### Problem
When the string "stdout" is part of a line below, that line should be copied.

START Excerpted records

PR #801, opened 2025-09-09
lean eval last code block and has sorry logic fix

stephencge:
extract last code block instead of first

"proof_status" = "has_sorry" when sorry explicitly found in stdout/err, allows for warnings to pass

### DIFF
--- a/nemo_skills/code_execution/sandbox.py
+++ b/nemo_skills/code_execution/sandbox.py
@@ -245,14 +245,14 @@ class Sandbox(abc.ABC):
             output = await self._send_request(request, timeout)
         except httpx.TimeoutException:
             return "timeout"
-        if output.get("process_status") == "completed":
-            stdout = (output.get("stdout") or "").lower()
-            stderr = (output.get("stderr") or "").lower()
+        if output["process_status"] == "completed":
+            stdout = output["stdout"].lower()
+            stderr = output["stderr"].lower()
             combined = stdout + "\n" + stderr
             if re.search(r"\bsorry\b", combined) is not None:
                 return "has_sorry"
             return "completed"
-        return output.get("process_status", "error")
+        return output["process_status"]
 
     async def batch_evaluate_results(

END Excerpted records
START Excerpted records

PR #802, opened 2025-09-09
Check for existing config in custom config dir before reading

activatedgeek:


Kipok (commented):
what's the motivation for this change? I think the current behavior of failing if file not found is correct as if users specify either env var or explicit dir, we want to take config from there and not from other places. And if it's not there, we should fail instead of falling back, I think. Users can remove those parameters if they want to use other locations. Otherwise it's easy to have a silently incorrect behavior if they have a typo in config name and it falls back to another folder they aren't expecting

END Excerpted records
START Excerpted records

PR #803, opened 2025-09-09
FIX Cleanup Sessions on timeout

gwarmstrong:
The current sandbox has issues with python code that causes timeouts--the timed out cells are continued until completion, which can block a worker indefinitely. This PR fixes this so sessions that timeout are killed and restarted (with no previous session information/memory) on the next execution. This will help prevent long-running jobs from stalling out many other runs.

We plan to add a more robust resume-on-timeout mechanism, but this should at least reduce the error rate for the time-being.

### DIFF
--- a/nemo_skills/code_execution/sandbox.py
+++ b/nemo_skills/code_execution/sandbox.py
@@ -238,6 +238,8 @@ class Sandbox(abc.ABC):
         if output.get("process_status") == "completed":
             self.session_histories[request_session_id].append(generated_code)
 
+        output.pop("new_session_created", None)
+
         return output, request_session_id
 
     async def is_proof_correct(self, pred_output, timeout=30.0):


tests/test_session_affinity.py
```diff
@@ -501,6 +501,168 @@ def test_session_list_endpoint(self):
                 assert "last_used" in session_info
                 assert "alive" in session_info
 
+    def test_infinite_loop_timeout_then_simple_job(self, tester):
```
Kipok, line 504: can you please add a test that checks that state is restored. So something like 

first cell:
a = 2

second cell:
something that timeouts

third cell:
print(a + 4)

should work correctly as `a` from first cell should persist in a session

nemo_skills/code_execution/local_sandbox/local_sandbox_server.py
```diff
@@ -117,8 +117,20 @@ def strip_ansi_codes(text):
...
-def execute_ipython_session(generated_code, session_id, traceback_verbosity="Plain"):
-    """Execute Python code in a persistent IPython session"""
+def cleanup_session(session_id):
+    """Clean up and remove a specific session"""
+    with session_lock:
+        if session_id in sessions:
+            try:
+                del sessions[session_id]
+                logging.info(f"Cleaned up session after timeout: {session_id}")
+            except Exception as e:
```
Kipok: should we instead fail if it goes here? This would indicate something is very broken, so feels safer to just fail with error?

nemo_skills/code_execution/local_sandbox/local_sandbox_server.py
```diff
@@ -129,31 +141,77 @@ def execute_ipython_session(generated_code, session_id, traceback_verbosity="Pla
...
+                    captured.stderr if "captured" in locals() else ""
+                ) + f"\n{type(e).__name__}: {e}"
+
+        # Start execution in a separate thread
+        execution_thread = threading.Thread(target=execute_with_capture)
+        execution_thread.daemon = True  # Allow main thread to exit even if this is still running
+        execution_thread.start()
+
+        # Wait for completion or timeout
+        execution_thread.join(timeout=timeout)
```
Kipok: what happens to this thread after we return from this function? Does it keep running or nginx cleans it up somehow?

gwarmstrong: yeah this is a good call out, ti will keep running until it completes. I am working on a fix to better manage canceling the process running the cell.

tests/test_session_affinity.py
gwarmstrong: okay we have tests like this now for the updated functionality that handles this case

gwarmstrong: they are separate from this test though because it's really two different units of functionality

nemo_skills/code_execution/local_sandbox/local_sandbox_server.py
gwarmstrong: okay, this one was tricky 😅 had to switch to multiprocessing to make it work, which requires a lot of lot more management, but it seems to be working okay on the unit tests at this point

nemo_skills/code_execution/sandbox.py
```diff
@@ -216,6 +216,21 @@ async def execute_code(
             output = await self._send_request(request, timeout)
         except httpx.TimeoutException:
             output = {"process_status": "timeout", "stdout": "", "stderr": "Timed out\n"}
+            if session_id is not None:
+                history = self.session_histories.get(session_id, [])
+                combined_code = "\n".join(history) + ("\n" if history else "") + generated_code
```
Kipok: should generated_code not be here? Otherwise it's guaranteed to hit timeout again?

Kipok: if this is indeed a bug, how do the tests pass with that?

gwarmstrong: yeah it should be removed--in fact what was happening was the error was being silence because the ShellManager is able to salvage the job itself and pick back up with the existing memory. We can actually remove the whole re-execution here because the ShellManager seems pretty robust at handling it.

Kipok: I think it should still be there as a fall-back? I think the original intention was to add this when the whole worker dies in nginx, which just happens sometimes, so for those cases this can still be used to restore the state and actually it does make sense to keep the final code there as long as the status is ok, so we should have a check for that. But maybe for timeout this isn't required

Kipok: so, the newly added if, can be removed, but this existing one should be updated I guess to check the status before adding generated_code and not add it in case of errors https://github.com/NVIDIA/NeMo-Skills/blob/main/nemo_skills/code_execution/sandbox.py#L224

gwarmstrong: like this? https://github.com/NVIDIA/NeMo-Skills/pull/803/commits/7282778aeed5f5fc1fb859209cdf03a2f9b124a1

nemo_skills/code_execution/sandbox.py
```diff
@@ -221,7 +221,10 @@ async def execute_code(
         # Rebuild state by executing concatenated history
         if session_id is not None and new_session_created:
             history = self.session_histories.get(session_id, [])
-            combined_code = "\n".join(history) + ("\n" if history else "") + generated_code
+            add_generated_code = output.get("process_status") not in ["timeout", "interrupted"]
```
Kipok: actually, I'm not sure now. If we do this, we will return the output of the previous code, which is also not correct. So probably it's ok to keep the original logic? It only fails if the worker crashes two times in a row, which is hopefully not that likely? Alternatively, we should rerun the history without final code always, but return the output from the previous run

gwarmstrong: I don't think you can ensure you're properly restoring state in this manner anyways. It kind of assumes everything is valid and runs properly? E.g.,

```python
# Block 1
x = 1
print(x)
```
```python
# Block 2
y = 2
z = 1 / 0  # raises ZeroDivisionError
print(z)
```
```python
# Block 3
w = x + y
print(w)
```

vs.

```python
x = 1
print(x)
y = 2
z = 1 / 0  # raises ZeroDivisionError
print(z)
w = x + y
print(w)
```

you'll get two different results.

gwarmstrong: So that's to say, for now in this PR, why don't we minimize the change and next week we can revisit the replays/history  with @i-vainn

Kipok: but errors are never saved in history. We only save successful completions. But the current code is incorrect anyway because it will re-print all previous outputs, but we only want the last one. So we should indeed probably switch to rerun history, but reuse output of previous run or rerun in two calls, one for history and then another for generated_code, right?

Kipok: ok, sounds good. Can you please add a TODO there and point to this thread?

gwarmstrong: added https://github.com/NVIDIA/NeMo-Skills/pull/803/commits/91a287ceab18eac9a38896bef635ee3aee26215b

END Excerpted records

### Expected answer
"proof_status" = "has_sorry" when sorry explicitly found in stdout/err, allows for warnings to pass
-            stdout = (output.get("stdout") or "").lower()
+            stdout = output["stdout"].lower()
             combined = stdout + "\n" + stderr
             output = {"process_status": "timeout", "stdout": "", "stderr": "Timed out\n"}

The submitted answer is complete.